What needs to be done: Go through the data below and copy each line where the word "into" occurs.

** Opening Supplied data block **

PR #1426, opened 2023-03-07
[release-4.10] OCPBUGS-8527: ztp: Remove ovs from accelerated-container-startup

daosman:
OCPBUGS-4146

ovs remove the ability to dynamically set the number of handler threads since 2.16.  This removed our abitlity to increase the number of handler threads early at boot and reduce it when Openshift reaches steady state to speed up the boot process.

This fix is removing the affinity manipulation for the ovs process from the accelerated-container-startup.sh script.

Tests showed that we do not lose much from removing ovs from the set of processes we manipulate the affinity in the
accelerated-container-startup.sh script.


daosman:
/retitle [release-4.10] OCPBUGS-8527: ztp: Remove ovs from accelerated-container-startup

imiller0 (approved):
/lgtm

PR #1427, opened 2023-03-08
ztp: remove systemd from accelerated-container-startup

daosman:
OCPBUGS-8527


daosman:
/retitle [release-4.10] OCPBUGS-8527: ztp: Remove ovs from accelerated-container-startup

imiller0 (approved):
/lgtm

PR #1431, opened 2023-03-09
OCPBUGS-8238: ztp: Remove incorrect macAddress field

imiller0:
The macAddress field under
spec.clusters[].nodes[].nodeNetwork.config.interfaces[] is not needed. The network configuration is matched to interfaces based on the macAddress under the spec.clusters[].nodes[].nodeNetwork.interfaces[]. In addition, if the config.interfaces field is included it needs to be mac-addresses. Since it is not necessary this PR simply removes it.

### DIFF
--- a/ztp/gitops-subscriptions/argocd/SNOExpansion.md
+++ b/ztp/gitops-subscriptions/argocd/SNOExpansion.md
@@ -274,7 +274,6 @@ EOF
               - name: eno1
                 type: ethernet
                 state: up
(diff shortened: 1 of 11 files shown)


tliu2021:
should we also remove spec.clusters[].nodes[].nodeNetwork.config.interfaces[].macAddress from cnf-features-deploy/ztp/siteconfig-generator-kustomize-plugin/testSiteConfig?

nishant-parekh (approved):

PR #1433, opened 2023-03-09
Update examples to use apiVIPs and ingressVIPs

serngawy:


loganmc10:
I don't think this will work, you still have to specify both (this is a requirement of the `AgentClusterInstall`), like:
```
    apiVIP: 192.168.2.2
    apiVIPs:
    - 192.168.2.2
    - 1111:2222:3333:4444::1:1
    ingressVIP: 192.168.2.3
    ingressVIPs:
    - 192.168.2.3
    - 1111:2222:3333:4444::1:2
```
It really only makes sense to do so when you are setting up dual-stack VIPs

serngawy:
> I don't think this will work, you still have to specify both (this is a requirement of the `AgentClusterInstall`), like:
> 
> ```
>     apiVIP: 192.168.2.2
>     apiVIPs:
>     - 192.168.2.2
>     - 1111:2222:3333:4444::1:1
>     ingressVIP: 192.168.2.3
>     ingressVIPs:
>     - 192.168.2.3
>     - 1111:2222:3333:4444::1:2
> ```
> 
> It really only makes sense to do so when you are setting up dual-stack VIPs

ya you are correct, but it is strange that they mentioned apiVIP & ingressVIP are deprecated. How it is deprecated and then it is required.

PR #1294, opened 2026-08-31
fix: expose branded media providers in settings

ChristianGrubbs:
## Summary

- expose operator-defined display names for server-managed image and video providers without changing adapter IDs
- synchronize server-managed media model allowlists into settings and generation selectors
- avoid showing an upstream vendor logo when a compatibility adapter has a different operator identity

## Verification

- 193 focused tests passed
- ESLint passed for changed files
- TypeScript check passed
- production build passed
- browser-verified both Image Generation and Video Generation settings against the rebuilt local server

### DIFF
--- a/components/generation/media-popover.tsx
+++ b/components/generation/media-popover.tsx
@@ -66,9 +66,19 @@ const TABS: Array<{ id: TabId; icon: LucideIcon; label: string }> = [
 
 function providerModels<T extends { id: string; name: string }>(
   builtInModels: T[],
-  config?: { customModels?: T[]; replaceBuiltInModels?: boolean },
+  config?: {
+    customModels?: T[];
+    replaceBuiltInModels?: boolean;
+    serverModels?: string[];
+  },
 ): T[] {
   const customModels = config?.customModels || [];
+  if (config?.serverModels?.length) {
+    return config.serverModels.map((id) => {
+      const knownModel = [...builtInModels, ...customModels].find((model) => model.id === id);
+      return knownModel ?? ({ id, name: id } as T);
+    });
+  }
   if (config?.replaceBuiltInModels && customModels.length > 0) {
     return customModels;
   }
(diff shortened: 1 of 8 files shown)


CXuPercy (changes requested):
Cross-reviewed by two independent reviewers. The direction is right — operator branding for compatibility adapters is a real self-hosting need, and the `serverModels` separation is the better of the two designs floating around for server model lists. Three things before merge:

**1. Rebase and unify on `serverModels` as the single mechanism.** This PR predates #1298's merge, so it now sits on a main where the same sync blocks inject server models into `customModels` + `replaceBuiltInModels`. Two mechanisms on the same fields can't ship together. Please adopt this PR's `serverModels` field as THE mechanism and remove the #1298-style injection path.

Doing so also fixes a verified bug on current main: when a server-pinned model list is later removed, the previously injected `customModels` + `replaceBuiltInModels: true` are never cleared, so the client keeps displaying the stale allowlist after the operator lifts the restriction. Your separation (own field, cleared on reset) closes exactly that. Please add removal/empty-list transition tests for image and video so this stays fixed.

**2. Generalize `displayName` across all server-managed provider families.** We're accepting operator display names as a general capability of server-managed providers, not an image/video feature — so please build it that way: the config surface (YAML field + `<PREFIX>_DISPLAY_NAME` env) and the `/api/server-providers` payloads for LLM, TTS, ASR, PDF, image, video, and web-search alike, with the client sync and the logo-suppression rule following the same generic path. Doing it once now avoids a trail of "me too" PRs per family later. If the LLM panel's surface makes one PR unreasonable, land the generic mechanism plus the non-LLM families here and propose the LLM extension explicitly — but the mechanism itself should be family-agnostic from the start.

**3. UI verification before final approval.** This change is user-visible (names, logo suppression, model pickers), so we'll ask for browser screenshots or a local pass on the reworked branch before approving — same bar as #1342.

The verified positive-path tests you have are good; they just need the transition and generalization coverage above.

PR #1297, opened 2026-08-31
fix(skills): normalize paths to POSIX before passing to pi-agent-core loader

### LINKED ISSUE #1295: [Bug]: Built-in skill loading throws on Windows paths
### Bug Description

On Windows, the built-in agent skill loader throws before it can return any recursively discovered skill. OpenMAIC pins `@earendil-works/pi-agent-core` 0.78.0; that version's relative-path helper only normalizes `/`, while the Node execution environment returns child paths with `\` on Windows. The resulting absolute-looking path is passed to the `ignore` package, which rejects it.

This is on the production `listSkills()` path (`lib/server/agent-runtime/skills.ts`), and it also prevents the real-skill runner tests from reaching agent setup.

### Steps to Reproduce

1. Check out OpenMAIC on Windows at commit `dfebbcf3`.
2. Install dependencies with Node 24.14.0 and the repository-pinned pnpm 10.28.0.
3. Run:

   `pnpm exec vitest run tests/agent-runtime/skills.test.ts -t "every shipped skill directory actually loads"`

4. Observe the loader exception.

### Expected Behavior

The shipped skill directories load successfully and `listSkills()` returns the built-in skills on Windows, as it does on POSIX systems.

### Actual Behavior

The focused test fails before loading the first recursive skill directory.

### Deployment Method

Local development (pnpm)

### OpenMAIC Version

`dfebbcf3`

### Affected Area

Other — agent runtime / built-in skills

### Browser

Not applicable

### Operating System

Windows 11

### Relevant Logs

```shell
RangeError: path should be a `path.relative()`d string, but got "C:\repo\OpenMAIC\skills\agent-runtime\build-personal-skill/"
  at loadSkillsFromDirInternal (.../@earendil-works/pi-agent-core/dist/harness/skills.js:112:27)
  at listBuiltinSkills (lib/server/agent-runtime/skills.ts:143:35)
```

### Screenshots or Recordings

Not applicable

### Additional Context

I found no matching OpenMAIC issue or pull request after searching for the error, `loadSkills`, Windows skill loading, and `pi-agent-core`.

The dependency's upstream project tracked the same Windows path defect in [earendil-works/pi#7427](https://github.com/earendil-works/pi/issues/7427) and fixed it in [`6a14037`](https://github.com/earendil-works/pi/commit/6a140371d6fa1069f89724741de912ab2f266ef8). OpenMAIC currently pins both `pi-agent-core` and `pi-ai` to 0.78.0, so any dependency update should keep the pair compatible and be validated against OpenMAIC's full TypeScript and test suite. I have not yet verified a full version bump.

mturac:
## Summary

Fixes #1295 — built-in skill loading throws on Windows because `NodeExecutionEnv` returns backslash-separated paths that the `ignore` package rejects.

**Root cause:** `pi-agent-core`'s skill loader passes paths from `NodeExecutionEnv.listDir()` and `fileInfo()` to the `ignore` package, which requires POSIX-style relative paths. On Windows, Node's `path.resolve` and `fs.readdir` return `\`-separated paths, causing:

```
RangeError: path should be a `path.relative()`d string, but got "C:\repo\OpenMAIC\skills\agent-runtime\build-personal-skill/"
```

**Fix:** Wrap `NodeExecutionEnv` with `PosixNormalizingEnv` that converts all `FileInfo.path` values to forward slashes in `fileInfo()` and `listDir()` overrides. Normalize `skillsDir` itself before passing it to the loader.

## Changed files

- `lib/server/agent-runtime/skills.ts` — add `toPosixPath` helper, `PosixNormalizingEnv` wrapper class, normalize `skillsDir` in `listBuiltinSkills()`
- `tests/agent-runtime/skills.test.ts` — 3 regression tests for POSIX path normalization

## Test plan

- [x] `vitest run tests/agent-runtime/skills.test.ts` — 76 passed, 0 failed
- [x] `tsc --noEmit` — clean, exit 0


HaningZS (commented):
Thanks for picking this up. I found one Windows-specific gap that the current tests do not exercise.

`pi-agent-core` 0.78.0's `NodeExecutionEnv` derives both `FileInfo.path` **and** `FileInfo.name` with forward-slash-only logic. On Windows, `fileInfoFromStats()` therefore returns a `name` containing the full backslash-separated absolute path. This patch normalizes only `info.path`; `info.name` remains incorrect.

** Closing Supplied data block **
** Opening Supplied data block **

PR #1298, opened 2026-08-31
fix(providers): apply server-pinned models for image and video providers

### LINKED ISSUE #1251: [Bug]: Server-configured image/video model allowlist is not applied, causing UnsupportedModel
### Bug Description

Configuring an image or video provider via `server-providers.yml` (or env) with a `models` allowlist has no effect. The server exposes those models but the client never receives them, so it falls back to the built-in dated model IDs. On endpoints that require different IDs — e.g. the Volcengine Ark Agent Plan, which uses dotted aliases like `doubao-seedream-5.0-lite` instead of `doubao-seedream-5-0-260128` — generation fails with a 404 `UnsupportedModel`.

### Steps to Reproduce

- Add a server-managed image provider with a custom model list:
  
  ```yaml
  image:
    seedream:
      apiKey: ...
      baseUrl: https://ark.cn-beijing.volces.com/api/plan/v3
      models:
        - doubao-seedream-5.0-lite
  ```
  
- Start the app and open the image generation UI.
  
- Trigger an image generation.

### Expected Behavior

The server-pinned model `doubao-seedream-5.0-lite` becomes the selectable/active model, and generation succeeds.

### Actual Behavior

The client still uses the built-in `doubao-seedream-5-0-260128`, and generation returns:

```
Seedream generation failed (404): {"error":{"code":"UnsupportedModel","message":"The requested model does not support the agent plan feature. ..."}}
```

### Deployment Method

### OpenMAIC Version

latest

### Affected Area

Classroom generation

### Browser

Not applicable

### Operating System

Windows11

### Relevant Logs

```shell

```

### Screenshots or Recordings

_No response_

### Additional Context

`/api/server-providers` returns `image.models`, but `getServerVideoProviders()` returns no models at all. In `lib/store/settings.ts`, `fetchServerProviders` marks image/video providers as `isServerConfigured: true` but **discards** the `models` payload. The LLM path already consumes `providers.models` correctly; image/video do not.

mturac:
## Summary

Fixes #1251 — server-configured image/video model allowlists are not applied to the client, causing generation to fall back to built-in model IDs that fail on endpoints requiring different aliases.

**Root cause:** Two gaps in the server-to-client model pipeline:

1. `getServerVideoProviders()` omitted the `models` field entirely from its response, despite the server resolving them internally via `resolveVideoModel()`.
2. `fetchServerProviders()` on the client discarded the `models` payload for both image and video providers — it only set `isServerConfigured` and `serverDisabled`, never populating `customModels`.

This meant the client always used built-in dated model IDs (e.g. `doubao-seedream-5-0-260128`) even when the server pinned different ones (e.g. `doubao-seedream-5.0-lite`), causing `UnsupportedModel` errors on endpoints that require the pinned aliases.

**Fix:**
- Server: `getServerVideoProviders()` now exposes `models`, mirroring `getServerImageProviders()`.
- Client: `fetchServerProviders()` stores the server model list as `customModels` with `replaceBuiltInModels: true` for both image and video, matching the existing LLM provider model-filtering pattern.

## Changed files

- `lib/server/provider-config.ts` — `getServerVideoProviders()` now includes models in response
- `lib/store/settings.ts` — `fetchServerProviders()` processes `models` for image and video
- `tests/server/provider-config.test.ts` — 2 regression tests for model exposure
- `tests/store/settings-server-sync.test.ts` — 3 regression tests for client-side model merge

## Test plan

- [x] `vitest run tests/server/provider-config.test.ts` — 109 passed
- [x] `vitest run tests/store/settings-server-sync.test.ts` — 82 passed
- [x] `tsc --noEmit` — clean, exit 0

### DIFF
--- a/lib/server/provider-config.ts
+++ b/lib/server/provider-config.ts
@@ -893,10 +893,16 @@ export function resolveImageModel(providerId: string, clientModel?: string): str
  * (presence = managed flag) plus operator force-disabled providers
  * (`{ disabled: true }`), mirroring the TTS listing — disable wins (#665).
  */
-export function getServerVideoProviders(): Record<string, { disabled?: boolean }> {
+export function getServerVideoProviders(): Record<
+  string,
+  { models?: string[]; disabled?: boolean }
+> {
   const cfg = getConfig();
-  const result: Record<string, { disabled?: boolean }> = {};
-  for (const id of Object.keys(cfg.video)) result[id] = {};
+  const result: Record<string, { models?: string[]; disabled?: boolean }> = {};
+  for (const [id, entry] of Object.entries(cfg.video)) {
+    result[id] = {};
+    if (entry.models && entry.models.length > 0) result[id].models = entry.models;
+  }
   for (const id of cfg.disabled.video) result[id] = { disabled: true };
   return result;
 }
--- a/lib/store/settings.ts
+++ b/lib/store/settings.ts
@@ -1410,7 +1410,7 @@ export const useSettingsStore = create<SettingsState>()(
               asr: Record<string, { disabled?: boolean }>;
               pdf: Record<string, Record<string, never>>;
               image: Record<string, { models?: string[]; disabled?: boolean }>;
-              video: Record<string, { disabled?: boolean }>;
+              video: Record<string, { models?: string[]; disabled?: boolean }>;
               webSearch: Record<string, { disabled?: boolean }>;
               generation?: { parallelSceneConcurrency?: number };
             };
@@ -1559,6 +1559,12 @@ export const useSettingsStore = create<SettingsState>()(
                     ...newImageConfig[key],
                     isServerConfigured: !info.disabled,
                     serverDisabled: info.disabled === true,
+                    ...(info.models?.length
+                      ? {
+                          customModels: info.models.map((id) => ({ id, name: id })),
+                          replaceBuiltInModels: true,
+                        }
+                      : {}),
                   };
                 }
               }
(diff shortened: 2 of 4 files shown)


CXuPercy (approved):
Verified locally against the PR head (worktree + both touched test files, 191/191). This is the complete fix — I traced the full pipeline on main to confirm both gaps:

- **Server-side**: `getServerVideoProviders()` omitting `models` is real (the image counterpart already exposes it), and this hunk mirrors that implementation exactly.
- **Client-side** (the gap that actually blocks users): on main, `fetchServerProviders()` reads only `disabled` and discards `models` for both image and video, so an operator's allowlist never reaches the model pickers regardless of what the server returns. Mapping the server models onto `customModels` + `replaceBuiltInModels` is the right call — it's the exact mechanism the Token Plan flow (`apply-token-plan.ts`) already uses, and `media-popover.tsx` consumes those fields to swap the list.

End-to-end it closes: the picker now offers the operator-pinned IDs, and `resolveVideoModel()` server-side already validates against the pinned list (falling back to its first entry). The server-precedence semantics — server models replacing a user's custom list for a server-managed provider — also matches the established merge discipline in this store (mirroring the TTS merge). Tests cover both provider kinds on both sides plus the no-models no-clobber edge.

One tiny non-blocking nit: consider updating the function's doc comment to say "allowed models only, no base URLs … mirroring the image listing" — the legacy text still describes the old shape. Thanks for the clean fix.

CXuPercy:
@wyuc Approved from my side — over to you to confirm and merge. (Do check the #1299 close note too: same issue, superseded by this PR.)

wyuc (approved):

** Closing Supplied data block **

Answer space:
- synchronize server-managed media model allowlists into settings and generation selectors
**1. Rebase and unify on `serverModels` as the single mechanism.** This PR predates #1298's merge, so it now sits on a main where the same sync blocks inject server models into `customModels` + `replaceBuiltInModels`. Two mechanisms on the same fields can't ship together. Please adopt this PR's `serverModels` field as THE mechanism and remove the #1298-style injection path.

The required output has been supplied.